ASSIGNMENT >> Within the material below, filter for lines that hold the word "intent".
++++ WORKING DATA
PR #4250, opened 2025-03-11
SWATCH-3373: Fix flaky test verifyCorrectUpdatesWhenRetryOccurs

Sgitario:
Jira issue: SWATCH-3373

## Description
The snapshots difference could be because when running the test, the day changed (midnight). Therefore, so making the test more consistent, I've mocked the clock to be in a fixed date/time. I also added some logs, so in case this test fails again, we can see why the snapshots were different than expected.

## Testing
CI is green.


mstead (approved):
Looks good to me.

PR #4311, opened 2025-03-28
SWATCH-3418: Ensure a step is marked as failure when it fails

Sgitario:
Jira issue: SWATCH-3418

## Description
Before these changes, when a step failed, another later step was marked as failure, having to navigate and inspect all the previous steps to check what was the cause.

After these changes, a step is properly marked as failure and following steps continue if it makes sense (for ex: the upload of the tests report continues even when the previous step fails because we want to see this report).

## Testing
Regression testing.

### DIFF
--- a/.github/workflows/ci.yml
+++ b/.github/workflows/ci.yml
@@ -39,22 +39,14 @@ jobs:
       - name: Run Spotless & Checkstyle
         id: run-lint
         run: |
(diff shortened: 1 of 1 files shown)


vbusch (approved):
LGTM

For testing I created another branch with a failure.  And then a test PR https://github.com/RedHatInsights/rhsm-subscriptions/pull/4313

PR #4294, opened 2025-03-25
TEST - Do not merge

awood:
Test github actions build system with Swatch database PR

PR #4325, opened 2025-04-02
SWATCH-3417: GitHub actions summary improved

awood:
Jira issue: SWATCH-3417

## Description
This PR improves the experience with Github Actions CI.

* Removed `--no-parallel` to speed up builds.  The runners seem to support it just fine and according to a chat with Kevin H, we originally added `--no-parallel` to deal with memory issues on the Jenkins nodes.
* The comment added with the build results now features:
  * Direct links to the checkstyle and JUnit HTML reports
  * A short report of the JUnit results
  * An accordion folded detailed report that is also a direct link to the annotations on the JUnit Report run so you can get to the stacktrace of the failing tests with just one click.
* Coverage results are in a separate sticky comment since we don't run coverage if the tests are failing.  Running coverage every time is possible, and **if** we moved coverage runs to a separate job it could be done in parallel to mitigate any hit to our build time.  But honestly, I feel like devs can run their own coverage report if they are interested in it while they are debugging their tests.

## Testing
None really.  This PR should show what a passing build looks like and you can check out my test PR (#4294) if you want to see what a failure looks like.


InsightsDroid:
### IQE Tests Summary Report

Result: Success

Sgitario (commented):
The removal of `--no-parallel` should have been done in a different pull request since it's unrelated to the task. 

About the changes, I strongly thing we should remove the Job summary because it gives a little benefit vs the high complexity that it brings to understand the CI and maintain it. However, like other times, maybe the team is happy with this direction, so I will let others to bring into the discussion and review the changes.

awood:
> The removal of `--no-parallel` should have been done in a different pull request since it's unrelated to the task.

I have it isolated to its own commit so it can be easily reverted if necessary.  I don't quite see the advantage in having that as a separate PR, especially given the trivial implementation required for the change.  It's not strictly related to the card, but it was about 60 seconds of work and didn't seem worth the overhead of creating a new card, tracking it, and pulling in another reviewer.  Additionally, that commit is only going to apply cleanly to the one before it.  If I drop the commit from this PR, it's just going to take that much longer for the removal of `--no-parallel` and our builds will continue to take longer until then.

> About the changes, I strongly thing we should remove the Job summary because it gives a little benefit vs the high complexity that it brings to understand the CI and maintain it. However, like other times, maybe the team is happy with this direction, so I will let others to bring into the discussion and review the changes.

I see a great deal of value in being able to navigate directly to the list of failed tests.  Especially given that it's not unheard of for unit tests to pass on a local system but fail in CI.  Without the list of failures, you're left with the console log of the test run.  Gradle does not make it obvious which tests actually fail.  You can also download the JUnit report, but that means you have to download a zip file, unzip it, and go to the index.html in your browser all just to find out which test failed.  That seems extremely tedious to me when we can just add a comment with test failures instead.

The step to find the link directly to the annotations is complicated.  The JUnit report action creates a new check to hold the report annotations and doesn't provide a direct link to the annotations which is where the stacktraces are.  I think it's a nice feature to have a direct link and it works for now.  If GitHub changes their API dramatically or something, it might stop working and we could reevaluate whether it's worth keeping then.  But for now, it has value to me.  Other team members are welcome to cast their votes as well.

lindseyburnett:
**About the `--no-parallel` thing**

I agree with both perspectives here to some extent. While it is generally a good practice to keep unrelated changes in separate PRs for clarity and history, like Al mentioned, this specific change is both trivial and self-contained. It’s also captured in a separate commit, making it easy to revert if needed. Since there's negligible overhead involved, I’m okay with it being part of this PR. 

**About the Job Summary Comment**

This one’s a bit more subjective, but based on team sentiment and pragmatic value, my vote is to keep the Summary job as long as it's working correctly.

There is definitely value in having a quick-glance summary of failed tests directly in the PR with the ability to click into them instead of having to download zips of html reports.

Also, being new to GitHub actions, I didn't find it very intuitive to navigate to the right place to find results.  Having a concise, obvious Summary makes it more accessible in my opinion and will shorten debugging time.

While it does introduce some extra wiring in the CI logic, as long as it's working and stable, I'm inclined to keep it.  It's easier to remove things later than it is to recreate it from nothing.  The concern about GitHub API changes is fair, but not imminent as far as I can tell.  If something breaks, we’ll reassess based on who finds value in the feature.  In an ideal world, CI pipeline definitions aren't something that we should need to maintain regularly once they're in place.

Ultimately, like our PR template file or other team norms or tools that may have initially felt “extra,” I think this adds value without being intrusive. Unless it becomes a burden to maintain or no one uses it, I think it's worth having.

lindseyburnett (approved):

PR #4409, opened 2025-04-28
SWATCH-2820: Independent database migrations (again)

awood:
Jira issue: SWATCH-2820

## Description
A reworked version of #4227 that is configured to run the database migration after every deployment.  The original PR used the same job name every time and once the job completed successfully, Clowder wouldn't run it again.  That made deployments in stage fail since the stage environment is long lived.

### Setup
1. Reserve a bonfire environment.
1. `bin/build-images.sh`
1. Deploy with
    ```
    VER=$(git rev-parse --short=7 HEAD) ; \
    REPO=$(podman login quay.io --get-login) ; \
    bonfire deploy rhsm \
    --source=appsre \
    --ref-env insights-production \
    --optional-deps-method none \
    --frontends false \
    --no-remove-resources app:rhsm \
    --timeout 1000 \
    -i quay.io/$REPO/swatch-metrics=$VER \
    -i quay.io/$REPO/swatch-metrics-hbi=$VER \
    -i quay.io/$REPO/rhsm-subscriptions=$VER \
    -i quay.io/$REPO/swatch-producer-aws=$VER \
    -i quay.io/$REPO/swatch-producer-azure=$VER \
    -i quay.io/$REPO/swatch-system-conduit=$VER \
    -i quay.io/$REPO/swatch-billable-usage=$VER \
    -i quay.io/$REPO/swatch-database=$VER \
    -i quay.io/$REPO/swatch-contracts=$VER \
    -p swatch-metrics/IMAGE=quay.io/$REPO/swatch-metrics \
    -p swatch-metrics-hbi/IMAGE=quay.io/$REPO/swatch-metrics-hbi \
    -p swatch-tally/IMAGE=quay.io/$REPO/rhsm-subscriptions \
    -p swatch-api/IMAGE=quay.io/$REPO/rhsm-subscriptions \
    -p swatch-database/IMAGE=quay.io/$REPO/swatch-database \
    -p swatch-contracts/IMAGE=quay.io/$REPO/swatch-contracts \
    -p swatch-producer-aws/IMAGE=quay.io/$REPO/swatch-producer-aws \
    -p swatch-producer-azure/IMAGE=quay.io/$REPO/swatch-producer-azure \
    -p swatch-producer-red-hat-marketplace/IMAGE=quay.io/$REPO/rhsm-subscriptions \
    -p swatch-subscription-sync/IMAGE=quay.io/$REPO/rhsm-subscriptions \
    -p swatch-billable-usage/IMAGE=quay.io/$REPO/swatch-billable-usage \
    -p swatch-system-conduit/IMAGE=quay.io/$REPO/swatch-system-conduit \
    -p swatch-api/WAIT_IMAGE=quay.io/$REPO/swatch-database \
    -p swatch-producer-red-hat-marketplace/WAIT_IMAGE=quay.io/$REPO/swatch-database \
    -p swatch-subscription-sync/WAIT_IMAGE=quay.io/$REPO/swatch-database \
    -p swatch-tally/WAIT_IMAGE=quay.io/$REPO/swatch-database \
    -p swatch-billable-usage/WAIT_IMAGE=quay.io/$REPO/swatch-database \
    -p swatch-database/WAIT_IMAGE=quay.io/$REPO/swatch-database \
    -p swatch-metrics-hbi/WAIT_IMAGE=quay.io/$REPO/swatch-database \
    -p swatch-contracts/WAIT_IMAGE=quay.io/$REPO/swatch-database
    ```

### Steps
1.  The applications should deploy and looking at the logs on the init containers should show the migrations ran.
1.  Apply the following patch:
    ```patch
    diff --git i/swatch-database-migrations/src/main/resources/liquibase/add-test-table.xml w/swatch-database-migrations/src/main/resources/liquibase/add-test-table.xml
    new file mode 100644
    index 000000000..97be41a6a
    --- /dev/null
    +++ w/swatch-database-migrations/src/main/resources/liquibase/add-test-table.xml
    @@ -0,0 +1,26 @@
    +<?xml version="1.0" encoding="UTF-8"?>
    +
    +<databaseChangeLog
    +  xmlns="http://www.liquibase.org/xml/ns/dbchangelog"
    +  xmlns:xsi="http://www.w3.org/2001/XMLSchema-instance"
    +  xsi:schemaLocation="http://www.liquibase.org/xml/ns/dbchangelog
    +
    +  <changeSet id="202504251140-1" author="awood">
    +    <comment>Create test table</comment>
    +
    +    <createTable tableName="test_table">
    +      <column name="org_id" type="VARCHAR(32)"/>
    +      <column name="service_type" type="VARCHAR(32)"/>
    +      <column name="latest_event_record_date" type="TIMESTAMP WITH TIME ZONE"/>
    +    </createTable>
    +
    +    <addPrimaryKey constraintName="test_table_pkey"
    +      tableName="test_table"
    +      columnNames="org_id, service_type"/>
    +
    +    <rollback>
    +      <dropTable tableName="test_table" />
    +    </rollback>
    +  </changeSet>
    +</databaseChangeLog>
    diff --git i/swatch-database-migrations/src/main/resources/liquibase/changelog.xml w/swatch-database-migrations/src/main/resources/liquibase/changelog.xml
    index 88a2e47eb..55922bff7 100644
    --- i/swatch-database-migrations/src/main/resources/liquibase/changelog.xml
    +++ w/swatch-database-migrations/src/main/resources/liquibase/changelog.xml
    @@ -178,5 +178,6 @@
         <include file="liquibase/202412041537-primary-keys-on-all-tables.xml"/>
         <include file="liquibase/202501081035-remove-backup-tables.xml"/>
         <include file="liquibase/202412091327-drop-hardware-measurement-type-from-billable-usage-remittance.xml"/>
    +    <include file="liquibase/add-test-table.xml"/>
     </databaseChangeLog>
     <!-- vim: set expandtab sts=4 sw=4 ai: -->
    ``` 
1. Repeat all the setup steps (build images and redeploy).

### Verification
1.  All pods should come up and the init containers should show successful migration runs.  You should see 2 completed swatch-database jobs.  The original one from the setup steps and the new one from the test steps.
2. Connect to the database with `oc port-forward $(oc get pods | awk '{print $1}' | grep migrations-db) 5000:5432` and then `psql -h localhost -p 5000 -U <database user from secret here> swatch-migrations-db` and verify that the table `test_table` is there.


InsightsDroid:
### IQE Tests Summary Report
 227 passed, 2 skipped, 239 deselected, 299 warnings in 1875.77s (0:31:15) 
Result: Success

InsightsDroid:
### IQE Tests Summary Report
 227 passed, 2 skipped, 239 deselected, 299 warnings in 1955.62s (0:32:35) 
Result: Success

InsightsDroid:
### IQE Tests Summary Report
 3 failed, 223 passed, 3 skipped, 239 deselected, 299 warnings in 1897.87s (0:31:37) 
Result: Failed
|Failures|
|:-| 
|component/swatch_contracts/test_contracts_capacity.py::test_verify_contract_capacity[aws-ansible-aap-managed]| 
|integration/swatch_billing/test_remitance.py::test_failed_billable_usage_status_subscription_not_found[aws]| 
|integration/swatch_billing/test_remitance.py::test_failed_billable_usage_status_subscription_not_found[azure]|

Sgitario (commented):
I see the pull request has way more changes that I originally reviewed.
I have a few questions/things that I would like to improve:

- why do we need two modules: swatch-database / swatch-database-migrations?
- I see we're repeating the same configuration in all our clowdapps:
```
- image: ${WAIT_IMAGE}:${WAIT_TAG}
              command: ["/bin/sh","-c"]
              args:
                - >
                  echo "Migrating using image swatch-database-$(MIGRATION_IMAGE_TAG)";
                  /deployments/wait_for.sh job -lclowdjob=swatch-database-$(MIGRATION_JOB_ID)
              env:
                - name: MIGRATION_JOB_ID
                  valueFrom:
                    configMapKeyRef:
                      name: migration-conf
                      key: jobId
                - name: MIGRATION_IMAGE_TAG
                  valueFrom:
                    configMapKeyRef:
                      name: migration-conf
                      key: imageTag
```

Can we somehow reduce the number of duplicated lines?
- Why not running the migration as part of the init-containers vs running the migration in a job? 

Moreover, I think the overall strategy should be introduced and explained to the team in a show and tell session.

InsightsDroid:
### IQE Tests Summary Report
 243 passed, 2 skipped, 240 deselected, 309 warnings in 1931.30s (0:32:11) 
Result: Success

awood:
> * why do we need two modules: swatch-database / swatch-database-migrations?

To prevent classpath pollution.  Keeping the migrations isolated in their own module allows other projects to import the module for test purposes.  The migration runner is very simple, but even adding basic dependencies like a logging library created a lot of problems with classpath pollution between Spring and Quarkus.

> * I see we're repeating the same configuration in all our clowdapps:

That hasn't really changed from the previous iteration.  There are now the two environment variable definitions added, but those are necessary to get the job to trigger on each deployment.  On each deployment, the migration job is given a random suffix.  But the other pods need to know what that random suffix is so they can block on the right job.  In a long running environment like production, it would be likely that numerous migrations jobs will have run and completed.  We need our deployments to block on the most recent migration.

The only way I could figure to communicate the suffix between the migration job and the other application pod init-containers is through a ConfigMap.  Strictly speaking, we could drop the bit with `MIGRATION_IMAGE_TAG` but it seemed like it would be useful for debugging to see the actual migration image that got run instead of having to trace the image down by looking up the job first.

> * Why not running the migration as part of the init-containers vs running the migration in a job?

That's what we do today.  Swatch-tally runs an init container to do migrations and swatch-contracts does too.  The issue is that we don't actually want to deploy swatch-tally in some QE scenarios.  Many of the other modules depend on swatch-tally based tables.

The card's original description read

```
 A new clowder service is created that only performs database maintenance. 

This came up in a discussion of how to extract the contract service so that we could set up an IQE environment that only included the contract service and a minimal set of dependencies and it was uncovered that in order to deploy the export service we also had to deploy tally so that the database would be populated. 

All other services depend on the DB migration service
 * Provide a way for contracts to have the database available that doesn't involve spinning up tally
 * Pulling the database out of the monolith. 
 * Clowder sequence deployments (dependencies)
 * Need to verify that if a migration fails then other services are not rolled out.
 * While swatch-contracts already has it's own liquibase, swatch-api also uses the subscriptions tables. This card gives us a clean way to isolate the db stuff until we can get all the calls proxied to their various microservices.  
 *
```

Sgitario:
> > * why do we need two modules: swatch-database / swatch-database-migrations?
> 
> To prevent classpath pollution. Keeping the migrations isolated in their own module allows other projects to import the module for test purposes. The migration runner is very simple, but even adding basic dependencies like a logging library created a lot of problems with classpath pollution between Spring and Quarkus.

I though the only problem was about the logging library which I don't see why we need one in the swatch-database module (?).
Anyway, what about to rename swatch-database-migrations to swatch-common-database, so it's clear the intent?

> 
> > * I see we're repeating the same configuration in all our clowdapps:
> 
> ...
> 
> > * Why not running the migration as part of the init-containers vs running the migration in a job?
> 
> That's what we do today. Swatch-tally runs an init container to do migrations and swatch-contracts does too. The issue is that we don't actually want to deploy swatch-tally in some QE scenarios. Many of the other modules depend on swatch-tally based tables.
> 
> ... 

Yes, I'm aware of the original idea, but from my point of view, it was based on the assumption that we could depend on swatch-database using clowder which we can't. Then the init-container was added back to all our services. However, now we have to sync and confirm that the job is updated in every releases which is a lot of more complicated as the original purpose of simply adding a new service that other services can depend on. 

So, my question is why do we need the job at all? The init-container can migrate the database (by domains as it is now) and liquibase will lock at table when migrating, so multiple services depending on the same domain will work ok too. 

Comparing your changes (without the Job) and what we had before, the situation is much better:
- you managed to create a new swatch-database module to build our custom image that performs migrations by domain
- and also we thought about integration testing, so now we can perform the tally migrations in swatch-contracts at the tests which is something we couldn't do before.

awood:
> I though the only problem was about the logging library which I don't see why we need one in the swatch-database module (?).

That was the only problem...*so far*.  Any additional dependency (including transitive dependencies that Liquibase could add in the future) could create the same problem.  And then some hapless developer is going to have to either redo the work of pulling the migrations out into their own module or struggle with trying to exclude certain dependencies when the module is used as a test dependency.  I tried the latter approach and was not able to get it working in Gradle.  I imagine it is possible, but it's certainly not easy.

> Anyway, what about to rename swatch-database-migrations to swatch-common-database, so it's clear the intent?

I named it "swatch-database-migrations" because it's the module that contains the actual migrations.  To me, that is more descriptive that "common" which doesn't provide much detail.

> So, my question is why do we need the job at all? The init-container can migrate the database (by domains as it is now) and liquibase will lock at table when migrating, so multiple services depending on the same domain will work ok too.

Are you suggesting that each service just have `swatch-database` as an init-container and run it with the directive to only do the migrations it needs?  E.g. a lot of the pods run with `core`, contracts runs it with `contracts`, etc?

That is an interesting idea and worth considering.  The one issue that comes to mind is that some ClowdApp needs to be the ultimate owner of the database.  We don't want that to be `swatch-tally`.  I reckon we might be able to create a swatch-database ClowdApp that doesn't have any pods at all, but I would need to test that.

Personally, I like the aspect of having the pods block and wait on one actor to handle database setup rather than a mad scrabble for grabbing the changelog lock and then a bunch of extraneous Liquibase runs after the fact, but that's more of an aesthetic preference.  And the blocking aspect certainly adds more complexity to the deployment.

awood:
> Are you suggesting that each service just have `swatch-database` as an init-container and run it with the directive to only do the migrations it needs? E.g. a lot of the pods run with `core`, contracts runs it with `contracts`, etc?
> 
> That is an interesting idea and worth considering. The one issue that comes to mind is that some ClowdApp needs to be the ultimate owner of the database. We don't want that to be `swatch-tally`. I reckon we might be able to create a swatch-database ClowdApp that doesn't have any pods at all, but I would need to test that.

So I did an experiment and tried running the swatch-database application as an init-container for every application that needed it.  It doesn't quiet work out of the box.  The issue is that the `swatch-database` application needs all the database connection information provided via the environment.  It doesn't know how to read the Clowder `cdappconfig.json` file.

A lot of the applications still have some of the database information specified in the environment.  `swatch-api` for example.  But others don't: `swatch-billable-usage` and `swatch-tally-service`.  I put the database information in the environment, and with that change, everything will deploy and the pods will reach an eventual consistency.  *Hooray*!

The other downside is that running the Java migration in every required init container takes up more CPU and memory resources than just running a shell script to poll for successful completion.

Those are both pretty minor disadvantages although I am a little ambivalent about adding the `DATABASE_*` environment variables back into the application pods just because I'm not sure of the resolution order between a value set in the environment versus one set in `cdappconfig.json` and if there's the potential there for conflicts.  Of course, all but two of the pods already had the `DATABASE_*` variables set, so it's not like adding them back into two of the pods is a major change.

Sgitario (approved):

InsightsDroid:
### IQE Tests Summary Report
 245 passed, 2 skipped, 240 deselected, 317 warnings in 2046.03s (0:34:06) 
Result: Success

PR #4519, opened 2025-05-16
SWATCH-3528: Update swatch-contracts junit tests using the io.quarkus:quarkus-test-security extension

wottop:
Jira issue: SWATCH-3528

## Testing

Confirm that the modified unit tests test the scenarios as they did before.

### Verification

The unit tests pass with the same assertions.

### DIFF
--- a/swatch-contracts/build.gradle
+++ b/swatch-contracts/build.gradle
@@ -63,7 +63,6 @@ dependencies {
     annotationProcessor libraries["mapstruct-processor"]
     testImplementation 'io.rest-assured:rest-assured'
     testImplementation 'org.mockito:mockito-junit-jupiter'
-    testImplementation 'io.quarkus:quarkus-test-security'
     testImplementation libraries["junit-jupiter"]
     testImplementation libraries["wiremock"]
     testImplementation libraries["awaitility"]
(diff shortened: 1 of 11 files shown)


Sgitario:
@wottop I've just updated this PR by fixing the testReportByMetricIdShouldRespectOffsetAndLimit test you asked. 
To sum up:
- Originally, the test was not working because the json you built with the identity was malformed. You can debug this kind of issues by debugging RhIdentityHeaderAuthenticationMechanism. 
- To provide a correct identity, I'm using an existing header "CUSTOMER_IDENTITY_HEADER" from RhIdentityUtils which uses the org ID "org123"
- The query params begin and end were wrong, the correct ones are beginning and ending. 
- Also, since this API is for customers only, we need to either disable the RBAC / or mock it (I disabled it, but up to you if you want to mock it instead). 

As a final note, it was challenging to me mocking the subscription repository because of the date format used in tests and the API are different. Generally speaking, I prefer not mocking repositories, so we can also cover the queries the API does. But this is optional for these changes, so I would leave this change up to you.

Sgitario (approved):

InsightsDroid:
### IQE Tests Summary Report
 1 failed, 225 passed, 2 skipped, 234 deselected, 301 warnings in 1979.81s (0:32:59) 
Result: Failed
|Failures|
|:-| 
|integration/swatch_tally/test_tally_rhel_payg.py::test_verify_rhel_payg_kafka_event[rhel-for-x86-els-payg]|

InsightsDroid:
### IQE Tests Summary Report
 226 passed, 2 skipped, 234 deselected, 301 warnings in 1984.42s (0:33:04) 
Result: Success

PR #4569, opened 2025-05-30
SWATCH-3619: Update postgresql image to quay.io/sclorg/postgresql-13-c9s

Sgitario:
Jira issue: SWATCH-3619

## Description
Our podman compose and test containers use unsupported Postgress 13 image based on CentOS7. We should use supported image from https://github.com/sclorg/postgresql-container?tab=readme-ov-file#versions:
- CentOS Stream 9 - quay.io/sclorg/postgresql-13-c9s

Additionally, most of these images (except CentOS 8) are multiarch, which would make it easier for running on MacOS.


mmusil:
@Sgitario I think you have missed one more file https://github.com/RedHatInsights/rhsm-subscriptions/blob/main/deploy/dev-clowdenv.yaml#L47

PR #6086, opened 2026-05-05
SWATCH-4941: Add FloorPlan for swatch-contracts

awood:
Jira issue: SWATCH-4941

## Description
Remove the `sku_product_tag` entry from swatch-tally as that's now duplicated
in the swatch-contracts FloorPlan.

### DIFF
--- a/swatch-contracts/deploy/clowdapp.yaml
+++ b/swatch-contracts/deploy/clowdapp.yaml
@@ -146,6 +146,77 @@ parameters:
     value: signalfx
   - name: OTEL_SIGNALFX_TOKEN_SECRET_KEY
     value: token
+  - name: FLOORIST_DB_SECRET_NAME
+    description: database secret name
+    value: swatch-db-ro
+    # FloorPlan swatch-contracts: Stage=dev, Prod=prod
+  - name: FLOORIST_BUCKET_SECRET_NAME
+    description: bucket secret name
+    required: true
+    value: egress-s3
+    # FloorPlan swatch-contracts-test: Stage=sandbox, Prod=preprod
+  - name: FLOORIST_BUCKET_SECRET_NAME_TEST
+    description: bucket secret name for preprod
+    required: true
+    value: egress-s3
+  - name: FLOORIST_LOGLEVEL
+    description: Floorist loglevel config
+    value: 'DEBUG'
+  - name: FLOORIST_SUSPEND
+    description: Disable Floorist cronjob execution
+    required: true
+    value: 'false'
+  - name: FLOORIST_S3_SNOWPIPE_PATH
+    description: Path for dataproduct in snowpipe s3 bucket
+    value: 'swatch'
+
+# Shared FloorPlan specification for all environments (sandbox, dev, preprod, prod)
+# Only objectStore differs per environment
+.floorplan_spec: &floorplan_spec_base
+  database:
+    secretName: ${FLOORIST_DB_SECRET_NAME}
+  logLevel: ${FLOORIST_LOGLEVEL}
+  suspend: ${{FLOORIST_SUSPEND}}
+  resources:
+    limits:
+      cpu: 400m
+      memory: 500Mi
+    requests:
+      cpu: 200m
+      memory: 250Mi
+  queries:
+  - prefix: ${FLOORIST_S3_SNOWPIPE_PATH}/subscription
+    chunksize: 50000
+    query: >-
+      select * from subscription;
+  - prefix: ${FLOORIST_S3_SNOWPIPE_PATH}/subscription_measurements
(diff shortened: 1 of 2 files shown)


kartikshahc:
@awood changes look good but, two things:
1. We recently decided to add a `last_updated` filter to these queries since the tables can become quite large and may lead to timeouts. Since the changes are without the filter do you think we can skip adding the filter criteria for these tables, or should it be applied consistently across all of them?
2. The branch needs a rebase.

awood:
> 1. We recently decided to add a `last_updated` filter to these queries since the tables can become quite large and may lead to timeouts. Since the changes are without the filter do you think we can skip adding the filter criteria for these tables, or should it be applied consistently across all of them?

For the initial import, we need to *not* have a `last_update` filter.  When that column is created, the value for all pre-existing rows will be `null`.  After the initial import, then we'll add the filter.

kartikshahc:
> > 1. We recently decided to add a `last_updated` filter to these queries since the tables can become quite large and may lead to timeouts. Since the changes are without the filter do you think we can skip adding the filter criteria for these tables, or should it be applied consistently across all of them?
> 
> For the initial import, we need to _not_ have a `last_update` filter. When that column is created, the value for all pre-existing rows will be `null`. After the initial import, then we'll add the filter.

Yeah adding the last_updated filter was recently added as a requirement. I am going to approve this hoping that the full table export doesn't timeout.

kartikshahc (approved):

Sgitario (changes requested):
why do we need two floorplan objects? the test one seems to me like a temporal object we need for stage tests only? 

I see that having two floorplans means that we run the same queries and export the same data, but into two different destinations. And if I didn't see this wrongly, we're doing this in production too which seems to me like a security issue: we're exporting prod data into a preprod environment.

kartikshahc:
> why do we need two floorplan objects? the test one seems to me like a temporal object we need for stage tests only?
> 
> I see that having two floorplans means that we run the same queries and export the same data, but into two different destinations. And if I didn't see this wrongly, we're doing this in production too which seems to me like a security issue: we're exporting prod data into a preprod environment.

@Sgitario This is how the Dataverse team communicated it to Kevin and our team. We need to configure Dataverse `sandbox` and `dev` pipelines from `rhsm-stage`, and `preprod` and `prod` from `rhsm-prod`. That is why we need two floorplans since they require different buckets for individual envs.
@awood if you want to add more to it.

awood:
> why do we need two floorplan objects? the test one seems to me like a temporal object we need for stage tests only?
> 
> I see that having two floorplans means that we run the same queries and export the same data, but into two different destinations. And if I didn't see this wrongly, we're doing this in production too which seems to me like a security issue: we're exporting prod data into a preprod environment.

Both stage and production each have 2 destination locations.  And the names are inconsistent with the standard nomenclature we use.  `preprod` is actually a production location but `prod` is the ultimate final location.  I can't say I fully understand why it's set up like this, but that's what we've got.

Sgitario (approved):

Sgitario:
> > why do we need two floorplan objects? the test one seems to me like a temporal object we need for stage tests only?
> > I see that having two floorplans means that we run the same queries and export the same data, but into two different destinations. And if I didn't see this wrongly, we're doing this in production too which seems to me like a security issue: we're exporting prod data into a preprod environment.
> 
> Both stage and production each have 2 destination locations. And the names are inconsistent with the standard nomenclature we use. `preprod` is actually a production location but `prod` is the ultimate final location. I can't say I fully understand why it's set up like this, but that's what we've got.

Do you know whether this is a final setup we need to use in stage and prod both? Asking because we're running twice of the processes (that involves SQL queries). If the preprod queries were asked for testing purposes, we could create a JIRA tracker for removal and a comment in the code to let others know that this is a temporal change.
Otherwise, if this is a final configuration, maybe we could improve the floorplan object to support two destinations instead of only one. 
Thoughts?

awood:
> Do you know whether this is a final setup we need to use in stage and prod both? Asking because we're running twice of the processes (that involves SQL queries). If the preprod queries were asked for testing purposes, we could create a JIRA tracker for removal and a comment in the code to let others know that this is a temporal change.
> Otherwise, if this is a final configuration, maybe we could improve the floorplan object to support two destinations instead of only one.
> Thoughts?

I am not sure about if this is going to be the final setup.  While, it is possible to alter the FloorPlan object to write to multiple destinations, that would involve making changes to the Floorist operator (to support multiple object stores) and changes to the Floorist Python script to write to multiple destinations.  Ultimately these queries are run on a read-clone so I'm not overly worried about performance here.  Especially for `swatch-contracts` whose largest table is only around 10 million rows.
++++++++
ANSWER SECTION >>
Anyway, what about to rename swatch-database-migrations to swatch-common-database, so it's clear the intent?
> Anyway, what about to rename swatch-database-migrations to swatch-common-database, so it's clear the intent?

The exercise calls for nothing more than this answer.